Duke’s auction on 23rd February will include an important collection of 18th and early 19th century engraved glass, put together by James Buxton.
James Buxton began his collection in 1967, in his gap year prior to reading economics and law at Cambridge. Since then he has been steadily adding to the collection through purchases from private collectors, salerooms, and dealers. The collection is strictly confined to commemorative engraved glass, as opposed to engraved glass that is purely decorative.
The subject matter of the engraving on the glasses includes politics, trade, commerce, Royalty, racing, distinguished buildings, sport and military history.
Highlights of the collection include a large glass rummer, engraved to commemorate the Peace of Paris. The bowl is engraved and polished with an oval cartouche depicting a seated figure of Britannia with a recumbent lion, and a union flag, accompanied by two men waving to a man of war on the horizon, beneath and angel, a dove of peace and the inscription ‘Peace 1814’. This rare survival is estimated to fetch up to £4,000.
A highly important pair of Davenport patent glass rummers, formerly in the collection of Joyce Mountain, dating from between 1806 and 1810, could sell for up to £6,000. One is finely decorated with a huntsman and his hound, whilst the other is decorated with a fisherman beside a river.
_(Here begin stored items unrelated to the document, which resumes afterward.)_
PR #1512, opened 2024-04-09
Term search

airenzp:
## Description

This PR adds the TermTypeSearch component. Now everytime the tree is loaded the tabs may be shown if needed. Once a tab is selected a corresponding view is shown to select a term. The search input was customized to only search for items of a type. On each use case the component should allow the expected tabs. I worked in this together with @siosonel. Please check.

## Checklist


gavrielm:
I know this is still a draft PR, but I noticed that `SNP List` and `SNP Locus` both error out in the [sjlife portal dictionary](http://localhost:3000/?noheader=1&mass={%22genome%22:%22hg38%22,%22dslabel%22:%22SJLife%22,%22nav%22:{%22activeTab%22:1},%22plots%22:[{%22chartType%22:%22dictionary%22}]}) when I try to submit an input.

Also, the UIs for SNP List and SNP Locus are written for regression analysis. They will likely need to be modified for rendering in data dictionary.

xzhou82:
can keep snplst and snplocus as-is and just make them to work for regression and download

karishma-gangwani:
Will the omni search box have specific default terms based on the data type in the future? Now it says 'search term' for both.

gavrielm:
> I just pushed a fix for the dictionary use case, please check again.

Great thanks. In regression, this intermediate menu should be removed:

image

karishma-gangwani (approved):
It does look nice with the terms segregated according to data types. Should we just label 'Data Variables' as 'Variables' since the button does say `Data dictionary' ? Just a thought.

gavrielm (dismissed):
Tested in sjlife, mbmeta, and pnet and all work well

creilly8:
This is minor. If I search for something in one tab, do not hit enter, then switch to another tab, the search results remain: 
Screenshot 2024-04-11 at 2 19 12 PM

Also minor: I noticed the input must be at least 3 characters before a search result appears. That works well for the dictionary terms because they're long, but what about the mutations, genes, etc? They're really short.

creilly8:
@airenzp After looking at your PR, it occurs to me we never include a `No Result` message for non-matches for any of our inputs. We probably do that going forward. What do you think?

airenzp:
> It does look nice with the terms segregated according to data types. Should we just label 'Data Variables' as 'Variables' since the button does say `Data dictionary' ? Just a thought.

@karishma-gangwani  this component is shown everywhere there is a tree with more than one choice, not just under the mass UI dictionary.

airenzp:
> I have two questions.
> 
> 1. Will the omni search box have specific default terms based on the data type in the future? Now it says 'search term' for both.
> 2. Would this be also supported for overlay and divide by later?

Thanks for the review.  Now I show a different placeholder when changing tabs. And it is customized now to show geneVariant on the overlay and divide by, if you find something that before was possible missing let me know!

airenzp:
> This is minor. If I search for something in one tab, do not hit enter, then switch to another tab, the search results remain: Screenshot 2024-04-11 at 2 19 12 PM
> 
> Also minor: I noticed the input must be at least 3 characters before a search result appears. That works well for the dictionary terms because they're long, but what about the mutations, genes, etc? They're really short.

Thanks @creilly8 . now when changing tabs the search is cleared. Thanks for pointing this out. I also noticed we need to type 3 characters to find a gene. @xzhou82 should we ask for less? like 2 chars instead?

karishma-gangwani:
> > I have two questions.
> > 
> > 1. Will the omni search box have specific default terms based on the data type in the future? Now it says 'search term' for both.
> > 2. Would this be also supported for overlay and divide by later?
> 
> Thanks for the review. Now I show a different placeholder when changing tabs. And it is customized now to show geneVariant on the overlay and divide by, if you find something that before was possible missing let me know!

works great! Thanks Airen

xzhou82:
there's no `omnisearch`. dictionary search will only turn up dict terms

xzhou82:
gene search should allow single letter (gene `T`). Airen can search.js accomondate that?

xzhou82:
for searching genevariant/geneexp/etc, best to just use `dom/genesearch.js`

server/src/searchSNP.js
```diff
@@ -14,6 +14,9 @@
 .lst[ str ]
 	used for byName
 */
+
+import { query_bigbed_by_coord } from './utils.js'
+
 export async function searchSNP(q, genome) {
```
xzhou82, line 20: looks like this func is now exported by routes/snp.ts. may dedup

airenzp: Done

xzhou82:
snp search works after dedup. thanks. please fix minor issues:
- at [violin](http://localhost:3000/?noheader=1&mass={%22dslabel%22:%22SJLife%22,%22genome%22:%22hg38%22,%22plots%22:[{%22chartType%22:%22summary%22,%22term%22:{%22id%22:%22hrtavg%22,%22q%22:{%22mode%22:%22continuous%22}}}],%22nav%22:{%22activeTab%22:1}}), open Overlay breaks
- snplst and snplocus tabs are still shown, e.g. [sjlife cuminc overlay](http://localhost:3000/?noheader=1&mass={%22dslabel%22:%22SJLife%22,%22genome%22:%22hg38%22,%22plots%22:[{%22chartType%22:%22cuminc%22,%22settings%22:{%22cuminc%22:{}},%22term%22:{%22id%22:%22Cardiovascular%20System%22,%22q%22:{%22breaks%22:[1]}}}],%22nav%22:{%22activeTab%22:1}}), and sjlife download (select Dictionary variables first then see the tabs). please hardcode in termTypeSearch to hide them for now
-

airenzp:
> snp search works after dedup. thanks. please fix minor breaking issues:
> 
> * at [violin](http://localhost:3000/?noheader=1&mass=%7B%22dslabel%22:%22SJLife%22,%22genome%22:%22hg38%22,%22plots%22:%5B%7B%22chartType%22:%22summary%22,%22term%22:%7B%22id%22:%22hrtavg%22,%22q%22:%7B%22mode%22:%22continuous%22%7D%7D%7D%5D,%22nav%22:%7B%22activeTab%22:1%7D%7D), open Overlay breaks
> 
> i will create a new issue with non-breaking things for you to fix in next pr. thanks

Thanks. I added the violin use case now.

xzhou82 (approved):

A spectacular glass rummer engraved with Sunderland Bridge, datable to c.1814, carries a presale estimate of £2,000-£4,000, whilst a glass jug commemorating the death of Nelson at the Battle of Trafalgar on October 21st 1805 is estimated at £500 - £1,000
One of the rarest and most speculative glasses in the auction, relates to the struggle for independence in American in the 1770’s. The glass in question is a Loyalist firing glass, engraved with a toast ‘The King and the Friends of His Majesty’s American Loyalists’. Such glasses were made with thick circular feet so that they could be banged on a table after the presentation of a toast. The form of this particular glass is most unusual in that the short stem incorporates a double opaque twist. It is possible it was made by an as yet unidentified American glass house in the 1770’s, but equally the glass could have been made in England for export to the colonies.
Guy Schwinge of Duke’s commented, ‘The Buxton collection probably represents the finest collection of its type to come to the market in recent years, and it provides an excellent opportunity for collectors and investors to admire glasses of outstanding quality.’